Re: DJB's students release 44 *nix software vulnerability advisories
Steven M. Christey wrote:
>Besides which packages were found to be vulnerable, it seems like it
>would be equally or more informative to know which other packages were
>audited and not found to have bugs. The bulk of the "7500 man-hours"
>were probably spent *confirming* the security of some of the software,
>and some students may have accidentally selected well-written
>software.
Sadly, that is intractably hard. As Dijkstra would be quick to remind
us, testing can prove the existence of bugs, but never their absence.
The problem is that confirming the security of any real software package
is far too hard to be done in any class project; it is a task that is
way beyond what is feasible in the time available.
Crispin Cowan tried to put together an effort (Sardonix) to get people
to audit software packages and report on which ones were audited and
confirmed to be secure. The problem is that this is ridiculously
hard, far harder than trolling for a security hole. There is also the
sociological problem that we reward people more for finding security
holes than for finding none.
To give you some idea of the cost of finding security holes in modern
software packages, let me relate some experience from the graduate
security class I teach. In Fall 2002, I gave the students a homework
where I asked them to pick some program of interest to them and spend 3-6
hours auditing its security. About half of the students found at least
one security hole in the package they had picked. Because the exercise
was so well received by students, I gave the same homework in the class
this year, and saw about the same ratio. This is not a very scientific
experiment, but it suggests that if we pick a software package at random,
point a smart person with some security training (not necessarily a
security expert) at it, and let them have a few hours, then about 50% of
the time the software package will turn out to have some security hole.

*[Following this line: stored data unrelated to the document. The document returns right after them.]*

PR #4158, opened 2018-11-02
[CORDA-2130] Encumbered states should always be assigned to the same notary

kchalkias:
Although we already check that ALL output states should be assigned to the same Notary in `LedgerTransaction.checkNoNotaryChange`, this only applies if transaction's notary is NOT null.
However, in special cases, like issuing transactions, a transaction might have a null Notary.

Previously, it was possible that an issuer could create encumbered output states assigned to different notaries which would result to freezing all encumbered states as we don't yet support multi-notary transactions. Thus, such encumbered states could NOT be consumed in the same transaction in the future.

This PR checks if all related encumbered states are assigned to the same notary (if transaction's notary is null). The word "related" is important as a transaction can have multiple encumbrance chains and we handle each chain/group separately.

### DIFF
--- a/core/src/main/kotlin/net/corda/core/contracts/TransactionVerificationException.kt
+++ b/core/src/main/kotlin/net/corda/core/contracts/TransactionVerificationException.kt
@@ -137,9 +137,9 @@ sealed class TransactionVerificationException(val txId: SecureHash, message: Str
             "a full cycle. Offending indices $nonMatching", null)
 
     /**
-     * If two encumbered states are assigned to different notaries, then these states cannot be encumbered. This is
-     * due to the fact that multi-notary transactions are not supported yet and thus two encumbered states with different
-     * notaries cannot be consumed in the same transaction.
+     * All encumbered states should be assigned to the same notary. This is due to the fact that multi-notary
+     * transactions are not supported yet and thus two encumbered states with different notaries cannot be consumed
+     * in the same transaction.
      */
     @KeepForDJVM
     class TransactionNotaryMismatchEncumbranceException(txId: SecureHash, encumberedIndex: Int, encumbranceIndex: Int, encumberedNotary: Party, encumbranceNotary: Party)
--- a/core/src/main/kotlin/net/corda/core/contracts/TransactionVerificationException.kt
+++ b/core/src/main/kotlin/net/corda/core/contracts/TransactionVerificationException.kt
@@ -136,6 +136,16 @@ sealed class TransactionVerificationException(val txId: SecureHash, message: Str
             "is not satisfied. Encumbered states should also be referenced as an encumbrance of another state to form " +
             "a full cycle. Offending indices $nonMatching", null)
 
+    /**
+     * If two encumbered states are assigned to different notaries, then these states cannot be encumbered. This is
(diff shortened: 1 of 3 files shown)


core/src/main/kotlin/net/corda/core/contracts/TransactionVerificationException.kt
```diff
@@ -136,6 +136,16 @@ sealed class TransactionVerificationException(val txId: SecureHash, message: Str
             "is not satisfied. Encumbered states should also be referenced as an encumbrance of another state to form " +
             "a full cycle. Offending indices $nonMatching", null)
 
+    /**
+     * All encumbered states should be assigned to the same notary. This is due to the fact that multi-notary
+     * transactions are not supported yet and thus two encumbered states with different notaries cannot be consumed
```
adagys: Maybe remove the "yet" to avoid confusion 😄 We may end up never implementing multi-notary transactions

core/src/main/kotlin/net/corda/core/transactions/LedgerTransaction.kt
```diff
@@ -229,10 +230,39 @@ data class LedgerTransaction @JvmOverloads constructor(
...
+        }
+    }
+
+    private fun checkNotary(index: Int, indicesAlreadyChecked: HashSet<Int>) {
+        if (indicesAlreadyChecked.add(index)) {
+            val encumbranceIndex = outputs[index].encumbrance!!
+            if (outputs[index].notary != outputs[encumbranceIndex].notary) {
+                throw TransactionVerificationException.TransactionNotaryMismatchEncumbranceException(id, index, encumbranceIndex, outputs[index].notary, outputs[encumbranceIndex].notary)
+            } else {
+                checkNotary(encumbranceIndex, indicesAlreadyChecked)
```
adagys: maybe use a loop instead of recursion? if we have say 10_000 states in an encumbrance chain it might have to go quite deep

adagys: actually you can probably just mark the function as `tailrec`

core/src/test/kotlin/net/corda/core/transactions/TransactionEncumbranceTests.kt
```diff
@@ -316,4 +314,41 @@ class TransactionEncumbranceTests {
...
+                    .addOutputState(stateWithNewOwner, Cash.PROGRAM_ID, DUMMY_NOTARY, 2, AutomaticHashConstraint)
+                    .addCommand(Cash.Commands.Issue(), MEGA_CORP.owningKey)
+                    .toLedgerTransaction(ledgerServices)
+        }
+
+        // Two different encumbrance chains, where only one fails due to mismatched notary.
+        // 0 -> 1, 1 -> 0, 2 -> 3, 3 -> 2 where encumbered states with indices 2 and 3, respectively, are assigned
+        // to different notaries.
+        assertFailsWith<TransactionVerificationException.TransactionNotaryMismatchEncumbranceException> {
+            TransactionBuilder()
```
adagys: is it worth also checking that the mismatch happens on the expected indices?

PR #4166, opened 2018-11-05
CORDA-2187 reverting maxTransactionSize <= maxMessageSize

mkit:
This PR removes the `maxTransactionSize` constraint from the network parameters.


node-api/src/main/kotlin/net/corda/nodeapi/internal/network/NetworkBootstrapper.kt
```diff
@@ -375,7 +375,7 @@ internal constructor(private val initSerEnv: Boolean,
                     notaries = notaryInfos,
                     modifiedTime = Instant.now(),
                     maxMessageSize = 10485760,
-                    maxTransactionSize = 10485760,
+                    maxTransactionSize = 104857600,
```
shamsasari: Actually, make this `50 * maxMessageSize`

Obviously, this is only a lower bound on how many of our applications
are insecure. I will leave you to speculate how many software packages
might harbor security flaws if we gave the auditor more time, training,
and resources.
If you're curious, you can see the homework assignments here:
http://www.cs.berkeley.edu/~daw/teaching/cs261-f02/homeworks/hw2.html
http://www.cs.berkeley.edu/~daw/teaching/cs261-f04/homeworks/hw2.html
Also, you can see some remarks I wrote back in Fall 2002 about the audits
people did that semester:
http://www.cs.berkeley.edu/~daw/teaching/cs261-f02/solns/hw2.html
You can see their audits from Fall 2002 on the Sardonix web site:
https://www.sardonix.org/Audited.html
Anyway, the point is that with 3-6 hours, you can often find a security
flaw in a real software package -- but confirming the security of
a security package in that amount of time is hopelessly impractical.
Coming to any confidence whatsoever that the package is free of bugs would
take orders of magnitude more time than available in the aforementioned
homework exercises. It is unfortunate that it is not easier to verify
the security of the software we rely upon, but these are the facts of
life today.
You asked about the relative proportion of different kinds of security
flaws. Of the audits I saw in my class, most were buffer overruns, and
there were a number of access control flaws (either missing or incorrect
access control measures). However, I wouldn't read too much into this --
the students only saw in class a few examples of implementation flaws,
so they might not have been looking for other kinds of flaws. Also, I
asked them to use RATS to help them with part of their audit, and that
tends to direct your attention more towards low-level implementation
defects that RATS can find with simple lexical analysis rather than
higher-level application security issues.